From Russia, with hashtags? How social bots dilute online speech
Pro-Kremlin accounts on Twitter are auto-posting “decoy” hashtags to limit the social reach of real hashtags, illustrating one of the ways that malevolent social bots throw sand in the gears of our political discourse.
If you search Twitter for the hashtag #FamiliesBelongTogether, a tag created by activists opposing the forcible separation of migrant children from their parents, you might be in for a pop proofreading quiz.
That’s because, in some locations in the United States, the top trending term, the one that Twitter automatically predicts as you type it, contains a small typo, like #FamiliesBelongTogther.
The misspelled hashtag, and others like it, have enjoyed unusual popularity on the social platform. Tweeters who have unwittingly posted versions include two senators and one congresswoman, the American Civil Liberties Union, MoveOn, and the actress Rose McGowan.

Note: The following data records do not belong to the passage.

PR #1137, opened 2023-05-26
make `Server::start` infallible and add `fn builder()`

niklasad1:
`Server::start` was infallible to let's change the API to reflect that.

### DIFF
--- a/benches/helpers.rs
+++ b/benches/helpers.rs
@@ -125,7 +125,7 @@ pub async fn http_server(handle: tokio::runtime::Handle) -> (String, jsonrpsee::
 	let module = gen_rpc_module();
 
 	let addr = server.local_addr().unwrap();
-	let handle = server.start(module).unwrap();
+	let handle = server.start(module);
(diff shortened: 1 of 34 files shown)


jsdw (approved):
LGTM! The only reason to keep the result would be if we thought it might become fallible again, but best not to anticipate such things anyway :)

niklasad1:
Yeah, I'm quite tempted of removing the entire start API then just start the server from the Builder

lexnv (approved):

jsdw:
Having a guide gander, it looks like you may as well keep a separate thing to start it offhand; I tend to feel that breaking functionality apart like this is a good thing (and then providing higher level stuff to do the common cases where applicable)

(I'd probably add a `Server::builder()` method though as a random thought because that might be a little cleaner than importing a separate `Builder` type to use to build it)

niklasad1:
I will remove the `start API` in another PR.

It's quite messy to migrate all tests.

Mmagkooo (approved):

PR #1138, opened 2023-05-29
refactor(server): remove start API and start the server by `ServerBuilder::build`

niklasad1:
This PR removes the `start API` by removing the old `Server type` with `ServerHandle`

Such that one has to do to start the server now:

 ```rust
    let api = {
        module.register_method("say_hello", |_, _| "hello").unwrap();
        module
    };

    let server = Server::builder().build("127.0.0.1:0", api).await.unwrap();
 ```

Before this commit one had to do:

```rust
    let server = Server::builder().build("127.0.0.1:0").await?;

    let api = {
        module.register_method("say_hello", |_, _| "hello").unwrap();
        module
    };
    
    let handle = server.start(module);

```

Then it's a bit annoying to have the addr and rpc module in the build fn, so we could add it in the builder but then we would need to either force default values or panic if those are missing. I figured it's better to enforce but open to better suggestions.

It would be sufficient to review the changed server code and the rest of the changes are noise.

### DIFF
--- a/benches/helpers.rs
+++ b/benches/helpers.rs
@@ -110,10 +110,10 @@ pub async fn ws_server(handle: tokio::runtime::Handle) -> (String, jsonrpc_ws_se
 
 /// Run jsonrpsee HTTP server for benchmarks.
 #[cfg(not(feature = "jsonrpc-crate"))]
-pub async fn http_server(handle: tokio::runtime::Handle) -> (String, jsonrpsee::server::ServerHandle) {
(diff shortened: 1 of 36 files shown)


jsdw:
So the difference is really just:

```rust
// old
let handle = Server::builder().build("127.0.0.1:0").await?.start(module);
// new
let server = Server::builder().build("127.0.0.1:0", api).await?;
```

Personally I like the separation from building a server to starting it running; it feels good to keep the two things separate and doesn't really make life any easier for people?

This is not an accident, say data scientists, but the result of a deliberate, automated misinformation campaign. The misspelled hashtags are decoys, aimed at diffusing the reach of the original by breaking the conversation into smaller groups. These decoys can dilute certain voices and distort public perception of beliefs and values.
“This is becoming more like a mind game,” says Onur Varol, a postdoctoral researcher at Northeastern University’s Network Science Institute. “If they can reach a good amount of activity, they are changing the conversation from one hashtag to another.”
In the past decade, hashtags have played a central role in grassroots political communication. Many of the movements that have shifted public perceptions of how society operates – the Arab Spring, Occupy Wall Street, Black Lives Matter, MeToo – gained early momentum via Twitter hashtags.
The #FamiliesBelongTogether decoys were likely propagated by automated accounts linked to Russia. As social media consultant Tim Chambers pointed out earlier this month, the Hamilton 68 dashboard, a tool that monitors the top 600 pro-Kremlin Twitter accounts, found that the decoy hashtag #FamilesBelongTogether was the third most-tweeted hashtag on June 30 and July 1, the weekend that thousands took to the streets to march against the president’s immigration policies.
By continually posting misspelled versions of the hashtag 24 hours a day, these automated accounts train Twitter’s search algorithms to see the misspelled versions as trending topics. The aim may be to create something of a spoiler effect, fragmenting the movement into subpopulations, each too small to gain traction.
By themselves, the decoy hashtags will do little to divide immigration activists, says Kris Shaffer, a researcher at New Knowledge, a cybersecurity firm that tracks how disinformation spreads online. “Sometimes what they’re doing is essentially digital reconnaissance,” he says, “like trying to figure out what techniques work and what the effects of the techniques are.”
Dr. Shaffer says that he has seen campaigns like this before. In 2014 following the arrests of several police and government officials for the kidnapping and murder of 43 Mexican college students, the hashtag #YaMeCanse or “I am tired” became an online hub for protests.
But it wasn’t long before top search results for #YaMeCanse on Twitter became populated with tweets including the hashtag but no other meaningful content. Pro-government accounts were flooding the channels with automated posts, drowning the signal with noise.
In 1787, after Russia annexed Crimea for what would be the first of many times, Catherine the Great toured her newly acquired territory. According to legend, the region’s governor, Prince Grigory Potemkin, sought to make the peninsula appear more prosperous than it actually was by constructing portable facades of settlements, which were disassembled and reassembled along Catherine’s route.
In the modern era, Potemkin villages are built out of code. Social bots, accounts that automatically can post content, like posts, follow and unfollow users, and send direct messages, don’t just promote bad hashtags, they can also greatly distort our perceptions of what beliefs and values are and are not popular.
“People tend to believe content with large numbers of retweets and shares,” says Dr. Varol. “This is unconsciously happening.”
A 2017 study led by Varol found that between 9 percent and 15 percent of all accounts on Twitter, up to 48 million accounts, may be bots.
The social media giant stepped up its war against false bandwagons last week, when it purged tens of millions of automated or idle accounts from its platform, reducing the user bases’ collective follower count by about 6 percent.
“I believe the situation is much better right now,” says Varol. “Twitter is taking proactive behavior.”
Others are calling for more regulation of automated accounts. In the California Assembly, a version of Senate Bill 1001, which would make it illegal for bots to mislead humans as to who they really are, has left the Senate floor and is being taken up by the Committee on Appropriations. If passed, such a law could have ripple effects beyond California.
But until bots are required to identify themselves, or social platforms eradicate them, humans will have to remain on the lookout for their influence. ”Slow down. Think carefully. Don’t retweet from your bed,” says Shaffer. “That can help.”